PMTD: Pyramid Mask Text Detector
This project hosts the inference code for implementing the PMTD algorithm for text detection, as presented in our paper:
Pyramid Mask Text Detector;
Liu Jingchao, Liu Xuebo, Sheng Jie, Liang Ding, Li Xin and Liu Qingjie;
arXiv preprint arXiv:1903.11800 (2019).
The full paper is available at: https://arxiv.org/abs/1903.11800.
Installation
Check INSTALL.md for installation instructions.
Trained model
We provide trained model on ICDAR 2017 MLT dataset here and ICDAR 2015 dataset here for downloading.
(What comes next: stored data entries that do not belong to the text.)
PR #1597, opened 2025-04-30
feat(protocol): Interop upgrade transactions

### LINKED ISSUE #1475: feat(derive): Interop network upgrade transactions
## Overview

The interop hardfork will come with several network upgrade transactions. The spec hasn't yet landed, but once it does, we'll need to add these into our `kona-hardforks` crate.

I'll update this ticket once they're available.

clabby:
## Overview

Adds a new module to `kona-hardforks` for the interop upgrade transactions, specified in the [interop derivation spec](https://specs.optimism.io/interop/derivation.html#network-upgrade-transactions).

closes #1475


crates/protocol/hardforks/src/interop.rs
```diff
@@ -0,0 +1,223 @@
...
+            },
+            TxDeposit {
+                source_hash: Self::upgrade_l2_to_l2_xdm_proxy_source(),
+                from: Address::ZERO,
+                to: TxKind::Call(Predeploys::L2_TO_L2_XDM),
+                mint: None,
+                value: U256::ZERO,
+                gas_limit: 50_000,
+                is_system_transaction: false,
+                input: super::upgrade_to_calldata(Self::NEW_CROSS_L2_INBOX_IMPL),
```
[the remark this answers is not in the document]
clabby: Good catch chat gippity

crates/protocol/hardforks/Cargo.toml
```diff
@@ -27,6 +27,8 @@ op-alloy-consensus.workspace = true
 
 [dev-dependencies]
 alloy-primitives = { workspace = true, features = ["rand", "arbitrary"] }
+revm.workspace = true
+op-revm.workspace = true
```
teddyknox, line 31: Q: If this change includes this cargo module in the revm and op-revm workspace, what was the state before?

crates/protocol/hardforks/src/bytecode/crossl2inbox_interop.hex
teddyknox, line 1: Matches [spec](https://github.com/ethereum-optimism/specs/blob/5f81bfa3fef346d8312e5a4b344bb839bc8234dd/specs/static/bytecode/interop-cross-l2-inbox-deployment.txt).

crates/protocol/hardforks/src/bytecode/l2tol2_xdm_interop.hex
teddyknox, line 1: Matches [spec](https://github.com/ethereum-optimism/specs/blob/5f81bfa3fef346d8312e5a4b344bb839bc8234dd/specs/static/bytecode/interop-l2-to-l2-cross-domain-messenger-deployment.txt).

teddyknox (approved):
Main comment is that derivation should be updated to not accept an upgrade block that contains user transactions. This behavior can be added in a follow-up PR if it isn't already programmed in.

crates/protocol/hardforks/Cargo.toml
clabby: This is just a dev dependency for the `hardforks` crate - added a test utility in this PR that actually deploys the bytecode and checks for the deployed codehash.

clabby:
> Main comment is that derivation should be updated to not accept an upgrade block that contains user transactions. This behavior can be added in a follow-up PR if it isn't already programmed in.

Good callout - The specs state "The execution payload MUST set noTxPool to true for this block, excluding user transactions from the block."

and this should already be the case:

https://github.com/op-rs/kona/blob/d9f240a80f0175c86ec62f14d574c757ad06b517/crates/protocol/derive/src/attributes/stateful.rs#L187

PR #1600, opened 2025-04-30
fix(bin/node): Enable Metrics

refcell:
### Description

Enables metrics by toggling `kona-p2p` `metrics` feature flag on for the `kona-node` binary.

### DIFF
--- a/bin/node/Cargo.toml
+++ b/bin/node/Cargo.toml
@@ -19,13 +19,14 @@ workspace = true
 kona-derive.workspace = true
 kona-sources.workspace = true
 kona-cli.workspace = true
-kona-p2p.workspace = true
 kona-engine.workspace = true
 kona-genesis.workspace = true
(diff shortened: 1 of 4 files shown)


refcell:
## 📚 $\text{Stack Overview}$

* #1600 👈
* `main`

theochap (approved):
Looks good! Just one question: maybe we should precise in the CLI args (for the prometheus metrics) that the binary must be compiled with the metrics feature to actually retrieve the metrics?

clabby (approved):

clabby:
> maybe we should precise in the CLI args (for the prometheus metrics) that the binary must be compiled with the metrics feature to actually retrieve the metrics?

This sounds good. Can be done in a follow up, enabling by default is a sane setting and can't imagine many people will want to disable them at comptime 👍

PR #1602, opened 2025-04-30
feat(protocol): Interop transition batch validity rule

clabby:
## Overview

Adds a new rule to `SingleBatch` validity for the interop hardfork, where in the transition block, the batch _must_ be empty.

spec ref: https://github.com/ethereum-optimism/specs/pull/692

### DIFF
--- a/crates/protocol/protocol/src/batch/single.rs
+++ b/crates/protocol/protocol/src/batch/single.rs
@@ -7,6 +7,7 @@ use alloy_primitives::{BlockHash, Bytes};
 use alloy_rlp::{RlpDecodable, RlpEncodable};
 use kona_genesis::RollupConfig;
 use op_alloy_consensus::OpTxType;
+use tracing::warn;
 
 /// Represents a single batch: a single encoded L2 block
 #[derive(Debug, Default, RlpDecodable, RlpEncodable, Clone, PartialEq, Eq)]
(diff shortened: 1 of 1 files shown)


crates/protocol/protocol/src/batch/single.rs
```diff
@@ -155,6 +156,19 @@ impl SingleBatch {
             }
         }
 
+        // If this is the first block in the interop hardfork, and the batch contains any
+        // transactions, it must be dropped.
+        if !cfg.is_interop_active(self.timestamp - cfg.block_time) &&
+            cfg.is_interop_active(self.timestamp) &&
```
sebastianst, line 162: May be worth adding a `is_interop_activation_block` function? We have this in Go and use it also e.g. in the sequencer for the upgrade block.

crates/protocol/protocol/src/batch/single.rs
```diff
@@ -580,4 +594,36 @@ mod tests {
...
+        let l1_blocks = vec![BlockInfo::default(), BlockInfo::default()];
+        let l2_safe_head = L2BlockInfo {
+            block_info: BlockInfo { timestamp: 0, ..Default::default() },
+            ..Default::default()
+        };
+        let inclusion_block = BlockInfo::default();
+        assert_eq!(
+            single_batch.check_batch(&cfg, &l1_blocks, l2_safe_head, &inclusion_block),
+            BatchValidity::Drop
+        );
```
sebastianst, line 627: We also capture and assert logs in our Go tests to make sure we drop batches for the expected reason, not any other. Is there something like this available?

sebastianst (approved):
Place and logic of the check lgtm!

crates/protocol/protocol/src/batch/single.rs
clabby: Yeah; I can add that in. We have a trace collector.

crates/protocol/protocol/src/batch/single.rs
clabby: For sure. I'll ticket that out for a follow up.

clabby: https://github.com/op-rs/kona/issues/1603

theochap (approved):

PR #1609, opened 2025-05-01
fix(node/p2p): Use Compat Metrics Crate

### LINKED ISSUE #1347: feat(node/p2p): Gossip Message Metrics
### Description

Inside the node's libp2p gossipsub driver, events + messages are [handled according to their enum variants](https://github.com/op-rs/kona/blob/main/crates/node/p2p/src/gossip/driver.rs#L123-L162). Certain variants are ignored since there's no handling to be done, but we'll still want to record metrics for when those events happen.

For example, when the [`libp2p::gossipsub::Event::SlowPeer`](https://docs.rs/libp2p/latest/libp2p/gossipsub/enum.Event.html) variant is received, a metric should be updated to include that.

This ticket is to extend P2P metrics to the gossip driver, specifically its event handling.

### LINKED ISSUE #1530: feat(node/p2p): Total Gossip Event Count
### Description

Add a [counter vec](https://docs.rs/prometheus/latest/prometheus/type.IntCounterVec.html) metric to the `kona-p2p` crate behind a `metrics` feature flag.

This mirrors the [`op-node`'s gossip events total metric](https://github.com/ethereum-optimism/optimism/blob/develop/op-node/metrics/metrics.go#L136C32-L136C42).

Whenever [a new gossip event is received](https://github.com/op-rs/kona/blob/main/crates/node/p2p/src/net/driver.rs#L94-L99), record this under the new counter vec.

### LINKED ISSUE #1531: feat(node/p2p): Dial Count Metrics
### Description

Add a [counter vec](https://docs.rs/prometheus/latest/prometheus/type.IntCounterVec.html) metric to the `kona-p2p` crate behind a `metrics` feature flag.

This mirrors the [`op-node`'s dials metric](https://github.com/ethereum-optimism/optimism/blob/develop/op-node/metrics/metrics.go#L140C2-L140C7).

Whenever [a peer is successfully dialed](https://github.com/op-rs/kona/blob/main/crates/node/p2p/src/gossip/driver.rs#L164-L173) record this under the metric.

### LINKED ISSUE #1533: feat(node/p2p): Broadcasted Unsafe Blocks
### Description

Add a [int gauge](https://docs.rs/prometheus/latest/prometheus/type.IntGauge.html) metric to the `kona-p2p` crate behind a `metrics` feature flag. This metric tracks the number of unsafe blocks that are broadcasted from the `kona-p2p` network driver through the [broadcast wrapper](https://github.com/op-rs/kona/blob/main/crates/node/p2p/src/net/broadcast.rs#L32-L49).

refcell:
### Description

Uses the [`metrics`](https://crates.io/crate/metrics) crate which is compatible with `metrics-exporter-prometheus` instead of the incompatible `prometheus` crate.

This allows us to have visibility into kurtosis through the already provided grafana service.

Closes #1347 
Closes #1530 
Closes #1531 
Closes #1533


refcell:
## 📚 $\text{Stack Overview}$

* #1609 👈
* `main`

crates/node/p2p/src/gossip/driver.rs
```diff
@@ -220,14 +227,34 @@ impl GossipDriver {
...
+                    gauge,
+                    crate::Metrics::GOSSIP_EVENT,
+                    "unsubscribed",
+                    topic.to_string()
+                );
             }
             libp2p::gossipsub::Event::SlowPeer { peer_id, .. } => {
                 trace!(target: "gossip", "Slow peer: {:?}", peer_id);
-                // TODO: Metrice slow peer count
+                kona_macros::inc!(gauge, crate::Metrics::GOSSIP_EVENT, "slow_peer", "slow_peer");
```
theochap, line 248: nit: Can we put the `peer_id` as the metric value?

crates/node/p2p/src/gossip/driver.rs
```diff
@@ -220,14 +227,34 @@ impl GossipDriver {
...
             }
-            _ => {
-                trace!(target: "gossip", "Ignoring non-message gossipsub event: {:?}", event)
+            libp2p::gossipsub::Event::GossipsubNotSupported { peer_id } => {
+                trace!(target: "gossip", "Peer: {:?} does not support gossipsub", peer_id);
+                kona_macros::inc!(
+                    gauge,
+                    crate::Metrics::GOSSIP_EVENT,
+                    "not_supported",
+                    "not_supported"
```
theochap, line 256: nit: Can we put the `peer_id` as the value for this metric?

crates/node/p2p/src/net/driver.rs
```diff
@@ -89,7 +89,7 @@ impl Network {
                         }
                     }
                     event = self.gossip.select_next_some() => {
-                        trace!("Received event: {:?}", event);
+                        kona_macros::inc!(gauge, crate::Metrics::GOSSIP_EVENT, "total", "total");
```
theochap, line 92: nit: would it be possible to put an event ID or string as the value for this one?

crates/node/p2p/src/gossip/driver.rs
```diff
@@ -238,22 +265,40 @@ impl GossipDriver {
...
                 }
                 return None;
             }
+            SwarmEvent::IncomingConnectionError { error, .. } => {
+                trace!(target: "gossip", "Incoming connection error: {:?}", error);
+                kona_macros::inc!(
+                    gauge,
+                    crate::Metrics::GOSSIPSUB_CONNECTION,
+                    "type",
+                    "incoming_error"
```
theochap, line 293: nit: Maybe it would be more helpful to replace the `type` key with `incoming_error` (or `error`) and put the `error` (string formatted) as a value. We could do that here (https://github.com/op-rs/kona/pull/1609/files#diff-7b46094fda6fd309a217bf2c133fdcbc33b9dbdb9c8290d08d553ff276d7ca30R280) as well

crates/node/p2p/src/gossip/driver.rs
refcell: Are you referring to the label value so instead of (`slow_peer`, `slow_peer`), it'd be (`slow_peer`, peer_id)?

theochap (commented):
This looks super useful. Left a few comments on similar patterns where I believe having a bit more precision would help quite a bit. Worst case, to get aggregate metric counts we can always group the metrics by keys

crates/node/p2p/src/net/driver.rs
refcell: Doesn't seem like there's an easy way to do this. We track individual events separately so it wouldn't provide any additional metric coverage.

crates/node/p2p/src/gossip/driver.rs
refcell: The errors are in the logs and putting the errors in the metrics will cause a lot of bloat. I've updated with the connection id and peer id for the other error type (outgoing). Let's start with this and we can always update later.

crates/node/p2p/src/gossip/driver.rs
theochap: Yes!

theochap (approved):

PR #1611, opened 2025-05-01
feat(interop): Use `FpvmOpEvmFactory` in interop proof program

### LINKED ISSUE #1543: chore(interop): Use FPVM EVM factory in client + host
## Overview

When we migrated over to `op-alloy`, I overlooked using the new `FpvmOpEvmFactory` that supports accelerated precompiles in the client + host. Both the `transition.rs` and hint handler for interop need to be updated.

clabby:
## Overview

Uses the `FpvmOpEvmFactory` in the interop proof program, adding support for accelerated precompiles.

closes #1543

### DIFF
--- a/bin/client/src/interop/consolidate.rs
+++ b/bin/client/src/interop/consolidate.rs
@@ -3,6 +3,7 @@
 use super::FaultProofProgramError;
 use crate::interop::util::fetch_output_block_hash;
 use alloc::sync::Arc;
+use alloy_evm::{EvmFactory, FromRecoveredTx, FromTxWithEncoded};
 use core::fmt::Debug;
 use kona_executor::TrieDBProvider;
 use kona_preimage::{HintWriterClient, PreimageOracleClient};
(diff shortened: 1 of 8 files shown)


bin/client/src/interop/consolidate.rs
```diff
@@ -20,13 +23,16 @@ use tracing::{error, info};
 /// superchain and ensuring that all dependencies are satisfied.
 ///
 /// [OptimisticBlock]: kona_proof_interop::OptimisticBlock
-pub(crate) async fn consolidate_dependencies<P, H>(
+pub(crate) async fn consolidate_dependencies<P, H, Evm>(
     oracle: Arc<CachingOracle<P, H>>,
     mut boot: BootInfo,
+    evm_factory: Evm,
```
theochap, line 29: Are we ever going to mutate the `Evm` factory? If no, maybe we could simplify the where bounds by wrapping it in an `Arc` (that way we gain `Send + Sync + Clone + 'static` at least)?

clabby: Nope - but good idea, should look around for cases where we have long constraints on immutables :) There's a follow up to this that removes the new parameter here, needed to refactor the type constraints on the FPVM-oriented EVM factory a bit and didn't want to bloat this PR. #1613

theochap (approved):
Looks good!

PR #1632, opened 2025-05-02
chore(genesis): Use `abi_decode_validate`

clabby:
## Overview

`alloy-sol-types` `v1.1.0` re-introduces validation when ABI decoding. This PR reworks the `SystemConfig` event update parsing logic to use that, rather than the hacky external checks that we had to use with `v1.0.0`.


refcell (approved):
So much nicer thanks

PR #2794, opened 2025-08-29
fix: correct SHA short length in rollup build script

strmfos:
Fix inconsistency in rollup build.rs where sha_short variable was defined as 7 characters (&sha[0..7]) but the environment variable VERGEN_GIT_SHA_SHORT was set using 8 characters (&sha[..8]).


bin/rollup/build.rs
```diff
@@ -29,7 +29,7 @@ fn main() -> Result<(), Box<dyn Error>> {
 
     emitter.emit_and_set()?;
     let sha = env::var("VERGEN_GIT_SHA")?;
-    let sha_short = &sha[0..7];
+    let sha_short = &sha[0..8];
```
emhane, line 32: can you use a constant here pls so it's not a magic number

emhane (changes requested):

emhane (approved):

PR #2801, opened 2025-09-01
fix: correct rollup version module documentation and environment variables

avorylli:
Fix rollup binary version module inconsistencies:
- Update module documentation to reference kona-rollup instead of kona-node
- Correct environment variable references to use KONA_ROLLUP_* prefix
- Ensures rollup binary has distinct version constants separate from node binary

### DIFF
--- a/bin/rollup/src/version.rs
+++ b/bin/rollup/src/version.rs
@@ -1,4 +1,4 @@
-//! Version information for kona-node.
+//! Version information for kona-rollup.
 
 #![allow(dead_code)]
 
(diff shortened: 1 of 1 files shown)


emhane:
hm, this change is not helpful. if you want to contribute, pls find issues labelled good-first-issue in the repo issues, thx.

emhane:
on second look this might be correct, @theochap ?

theochap:
@avorylli you'll just need to fix the lint CI job and we can get that one in

PR #2803, opened 2025-09-02
fix: ChannelOut last-frame flag set after read

Fibonacci747:
Set Frame.is_last only after reading compressed data, marking last when the channel is closed and no bytes remain. Prevents premature “last” frames that could break downstream reassembly logic and aligns with protocol::channel expectations and docs.

### DIFF
--- a/crates/batcher/comp/src/channel_out.rs
+++ b/crates/batcher/comp/src/channel_out.rs
@@ -125,9 +125,10 @@ where
             return Err(ChannelOutError::MaxFrameSizeTooSmall);
         }
 
-        // Construct an empty frame.
+        // Construct an empty frame with a provisional `is_last = false`.
+        // The `is_last` flag is determined after reading based on remaining bytes.
         let mut frame =
-            Frame { id: self.id, number: self.frame_number, is_last: self.closed, data: vec![] };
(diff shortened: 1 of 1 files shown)


Fibonacci747:
> > Set Frame.is_last only after reading compressed data, marking last when the channel is closed and no bytes remain. Prevents premature “last” frames that could break downstream reassembly logic and aligns with protocol::channel expectations and docs.
> 
> Would you mind linking the logic you're referring to? This is a non trivial change so you should provide some more justifications as of why it is needed

is_last was set before reading data from compressor, which could create multiple "last" frames violating the protocol requirement of exactly one is_last = true per channel.
in crates/protocol/protocol/src/frame.rs:126
- protocol requires "Exactly one frame per channel should have this flag set to true"
in crates/protocol/protocol/src/channel.rs:155-174
- is_ready() logic depends on proper is_last setting
crates/protocol/derive/src/stages/frame_queue.rs:78-82
- drops frames after is_last
Fix: Set is_last = true only after reading data when self.closed && self.ready_bytes() == 0, ensuring the flag is set only when no more data remains.

theochap:
After reading the change more closely I doubt that there can be a situation where `is_closed` is true and the frame is not the last frame. Do you have an example of situation that can trigger that?

PR #2804, opened 2025-09-02
feat(node/test): add l2 reorg tests

theochap:
## Description

Add a couple of l2 reorg tests with an appropriate network configuration.


refcell (approved):
Approving to unblock. One nit otherwise

PR #2810, opened 2025-09-03
fix(docs): correct return type documentation for header_by_hash

GarmashAlex:
Fix incorrect return type documentation in TrieDBProvider::header_by_hash

The function signature returns `Result<Header, Self::Error>` but the documentation
incorrectly stated `Ok(Bytes): The [Header]`. This was inconsistent with the
established pattern in the codebase where documentation must exactly match


theochap:
According to our [contribution guidelines](https://github.com/op-rs/kona/blob/main/CONTRIBUTING.md), we won't be accepting PRs to fix grammar and minor typos. We thank you for contributing to kona!

PR #2811, opened 2025-09-04
refactor: replace custom msm_required_gas with revm implementation

mikemillaa:
Replace duplicate `msm_required_gas` implementation with revm's official function.

The TODO comment indicated this should be done once the msm module became public. 
Since revm v26+, `bls12_381_utils::msm_required_gas` is now publicly available.


mikemillaa:
> seems like lint needs fixing

FIxed now

PR #2816, opened 2025-09-05
Add UL CL bootnodes

trianglesphere:
Uniswap labs runs bootnodes dedicated to the CL as well as to the EL.
I have added rather than replaced because both EL and CL bootnodes
are present in this file.


emhane (approved):

theochap (changes requested):
@trianglesphere would you mind providing a link to the source/origin of those enodes? Just making sure we're not merging anything without checking

trianglesphere:
CL bootnodes for op-node are stored here: https://github.com/ethereum-optimism/optimism/blob/f2e2921bc62a61198340e517fee07315b06a9733/op-node/p2p/config.go#L28-L46

Realistically, all of them should be switched over otherwise it will take longer for kona-node to discover other OP Stack peers (though there is heavy cross talk on discv5).

trianglesphere:
@theochap it turns out you use both EL and CL bootnodes so I have added rather than replaced the UL bootnodes.

I also force pushed to fix lint and rebase on latest

theochap (approved):
Thanks for providing more explanations!

theochap:
@trianglesphere you'll just have to update the tests and I can merge

PR #2843, opened 2025-09-10
fix(node): correct RPC environment variable semantic mismatch

mikemillaa:
The RPC configuration had a confusing semantic mismatch between the CLI flag and environment variable. The flag `--rpc.disabled` expects a boolean to disable RPC when true, but the environment variable was named `KONA_NODE_RPC_ENABLED` which suggests the opposite behavior.

This caused user confusion where setting `KONA_NODE_RPC_ENABLED=true` would actually disable the RPC server instead of enabling it. Users naturally expect an "ENABLED" variable to enable functionality when set to true.

Changed the environment variable from `KONA_NODE_RPC_ENABLED` to `KONA_NODE_RPC_DISABLED` to match the CLI flag semantics. Also updated the comment from "Whether to enable" to "Whether to disable" for consistency.


theochap (approved):

emhane (approved):
thanks

Issue #1427, opened 2025-04-14
chore(book): Update execution customization section


clabby:
## Overview

With https://github.com/op-rs/kona/pull/1400, the semantics of customizing the EVM that `kona` uses changes. There's a [section in the book](https://op-rs.github.io/kona/proof/exec-ext.html) about customizing the executor that will need to be updated after this PR lands.

PR #2844, opened 2025-09-10
docs(book): update executor customization for alloy-evm

mikemillaa:
Align the “executor customization” section with the changes from PR #1400 (switch to alloy-evm for stateless block building).

close https://github.com/op-rs/kona/issues/1427


mikemillaa:
@theochap Is this good to go? holding for a long time, and #2860 and #2871 cc @emhane

PR #2845, opened 2025-09-10
chore(cli&rollup): more cleanup of `anyhow` in CLI and rollup

mikemillaa:
More cleanup of `anyhow` in CLI and rollup after https://github.com/op-rs/kona/issues/916


bin/rollup/src/cli.rs
```diff
@@ -23,7 +22,7 @@ pub struct Cli {
 
 impl Cli {
     /// Runs the rollup binary.
-    pub fn run(self) -> Result<()> {
-        unimplemented!("Rollup CLI is not yet implemented")
+    pub fn run(self) -> RollupResult<()> {
+        Err(crate::error::RollupError::NotImplemented)
```
emhane, line 26: pls undo this change

bin/rollup/src/error.rs
emhane, line 1: pls remove this file, we don't need it because we keep the `unimplemented` panic. use `CliError` directly where needed

crates/utilities/cli/src/error.rs
```diff
@@ -0,0 +1,39 @@
...
+        chain_id: u64,
+    },
+
+    /// Error initializing metrics.
+    #[error("Failed to initialize metrics: {source}")]
+    MetricsInitialization {
+        /// The underlying error.
+        #[source]
+        source: Box<dyn std::error::Error + Send + Sync>,
+    },
```
emhane, line 35: since these just have one field, they can be a 1-ary tuple for sake of simplicity

emhane, line 35:
```suggestion
    MetricsInitialization(#[from] BuildError),
```
this variant should use ` metrics_exporter_prometheus::BuildError`

PR #2848, opened 2025-09-10
feat(node/sequencer): spike attempt to unblock engine when building on a sequencer payload

theochap:
## Description

We are currently blocking the engine from processing other tasks when payloads are being built. Instead we may want to be able to let the EL build payloads in the background and process requests in the meantime.

The changes to get this working are not that big, but it seems there is some race condition between the l1 blocks and the sequencer which may cause issues.

### DIFF
--- a/crates/node/engine/src/task_queue/tasks/build/task.rs
+++ b/crates/node/engine/src/task_queue/tasks/build/task.rs
@@ -13,11 +13,8 @@ use kona_genesis::RollupConfig;
 use kona_protocol::{L2BlockInfo, OpAttributesWithParent};
 use op_alloy_provider::ext::engine::OpEngineApi;
 use op_alloy_rpc_types_engine::{OpExecutionPayload, OpExecutionPayloadEnvelope};
-use std::{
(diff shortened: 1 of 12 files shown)


crates/node/engine/src/task_queue/tasks/build/task.rs
```diff
@@ -50,24 +47,47 @@ pub struct BuildTask {
...
-        Self { engine, cfg, attributes, is_attributes_derived, payload_tx }
+        Self {
+            engine,
+            cfg,
+            next_attributes,
+            is_attributes_derived,
+            last_payload_data,
+            payload_id_tx,
+        }
     }
```
emhane, line 91: this can be derived with `derive_more::Constructor`

emhane (approved):
cool!

op-will (commented):
The general approach looks good, but I think there may be a number of cases in which `payload_id` and `last_payload_data` can get out of sync between the Engine and the Sequencer.

theochap:
Closing stale PR.

PR #2857, opened 2025-09-12
fix: type parsing and update Discv5 configuration for compatibility

santamasa:
fixed a type parsing issue by specifying `Directive` explicitly, so the compiler knows exactly what to expect:

```rust
add_directive("discv5=error".parse::<Directive>()?)
```
additionally, direct assignments to `discovery.interval` and `discovery.forward` are now replaced with `ConfigBuilder`.
this ensures settings are applied without touching private fields.

also switched to `build_with_handler()` instead of `build()`, allowing retrieval of `handler` and `enr_receiver` directly, keeping compatibility with the latest discv5 API.

these changes remove compiler errors and align the code with the current discv5 API conventions.


emhane:
are you still working on this @santamasa ?

PR #218, opened 2017-07-05
Fix haveMail

SimonJF:
haveMail was operating on an incorrect PID. This fixes it (and un-breaks the games...)


elordin:
see also #216

SimonJF:
Ah, nice one!

I promise I will look at that PR in more detail soon, just swamped with other stuff at the moment...

PR #221, opened 2017-07-08
Remove nocrypto dep, add ANSITerminal dep to opam

SimonJF:


fehrenbach:
Did I not add ANSITerminal to the opam file? I'm confused.

SimonJF:
I did a clean install of Links the other day; seems it wasn't picking up that dep... I thought you did as well, so I was pretty baffled, but maybe you added it to one place and it needed to be another. Who knows!

PR #222, opened 2017-07-08
Treat carriage returns as whitespace

### LINKED ISSUE #220: DOS-style newlines not treated as whitespace
# Input

```
fun foo(x) {x+1}
foo(42)
```
where the newline after `}` is a DOS CR+LF newline.  (i.e., the result of `unix2dox` of the above program)

# Desired output

```
43 : Int
```

# Actual output

```
Unexpected character : 
  fun	foo(x) {x+1}
                   ^
```

SimonJF:
This should fix #220


jamescheney:
Looks good, how about adding a test case?

SimonJF:
Added :)

jamescheney:
Thanks!

PR #223, opened 2017-07-08
Emulate DOM reference serialisation (fix #207)

### LINKED ISSUE #207: Calls to client-side functions from server side
we call a client-side (side-effecting) function such as `replaceNode` from a function marked as `server`, the right thing does not appear to happen.  For example changing line 6 of [this](https://github.com/links-lang/links-tutorial/blob/master/3_form_client/form_client.links) to make handleForm run on the client, seems to lead to the replaceNode call silently failing.  I can see in the web dev console that there are two trampolined calls from the server to the client (to perform `getNodeById` and then `replaceNode`) and it looks like the http response in each case is appropriate, but nothing actually happens.  

Leaving the location unspecified, or specifying `client`, works.  But I would expect this to either work if `server` is specified or to get an error message indicating that client-side functions cannot be called from server-side contexts.

SimonJF:
This assigns a unique reference to serialised DOM nodes and stores them in
a dictionary, allowing them to be serialised and deserialised correctly.

This should fix #207.

### DIFF
--- a/json.ml
+++ b/json.ml
@@ -80,6 +80,7 @@ let rec jsonize_value' : Value.t -> json_string =
         ", \"environment\":" ^ s in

Note that the result is slightly different from we reported in the paper, because PMTD is based on a private codebase, we reimplement inference code based on maskrcnn-benchmark.
ICDAR 2017
Method | Precision | Recall | F-measure |
---|---|---|---|
This project | 85.13% | 72.85% | 78.51% |
Paper reported | 85.15% | 72.77% | 78.48% |
ICDAR 2015
Method | Precision | Recall | F-measure |
---|---|---|---|
This project | 87.48% | 91.26% | 89.33% |
Paper reported | 87.43% | 91.30% | 89.33% |
A quick demo
cd PROJECT_ROOT
python demo/PMTD_demo.py \
--image_path=datasets/icdar2017mlt/ch8_validation_images/img_1.jpg \
--model_path=models/PMTD_ICDAR2017MLT.pth
Perform testing on ICDAR 2017 MLT dataset
Prepare dataset
We recommend to symlink ICDAR 2017 MLT dataset to datasets/
as follows
# eg: ~/Projects/PMTD
cd PROJECT_ROOT
mkdir -p datasets/icdar2017mlt
cd datasets/icdar2017mlt
# symlink for images and annotations
ln -s /path_to_icdar2017mlt_dataset/ch8_test_images
Generate coco label for dataset
# ${PWD} = datasets/icdar2017mlt
mkdir annotations
cd PROJECT_ROOT
python demo/utils/generate_icdar2017.py
# label will output to PROJECT_ROOT/datasets/icdar2017mlt/annotations/test_coco.json
Test images
In the test stage, we use one GPU of TITANX 11G with a batch size 4. When encountering the out-of-memory (OOM) error, you may need to modify TEST.IMS_PER_BATCH in configs/e2e_PMTD_R_50_FPN_1x_test.yaml
.
# the download model should place in the path: models/PMTD_ICDAR2017MLT.pth
python tools/test_net.py --config=configs/e2e_PMTD_R_50_FPN_1x_ICDAR2017MLT_test.yaml
# results will output to PROJECT_ROOT/inference/icdar_2017_mlt_test/
# - bbox.json // when using coco evaluation criterion
# - segm.json // when using coco evaluation criterion
# - dataset.pth
# - predictions.pth
# - results_{scale}.pth, in default setting, scale=1600
Convert results to ICDAR 2017 submission format
python demo/utils/convert_results_to_icdar.py
# results will output to PROJECT_ROOT/inference/icdar_2017_mlt_test/
# - icdar.zip
ICDAR 2017 MLT
submit icdar.zip toCitations
Please consider citing our paper in your publications if this project helps your research. BibTeX reference is as follows.
@article{liu2019pyramid,
title={Pyramid Mask Text Detector},
author={Liu, Jingchao and Liu, Xuebo and Sheng, Jie and Liang, Ding and Li, Xin and Liu, Qingjie},
journal={arXiv preprint arXiv:1903.11800},
year={2019}
}
Contributors
License
Maskrcnn-benchmark is released under the MIT license. PMTD is released under the Apache 2.0 license.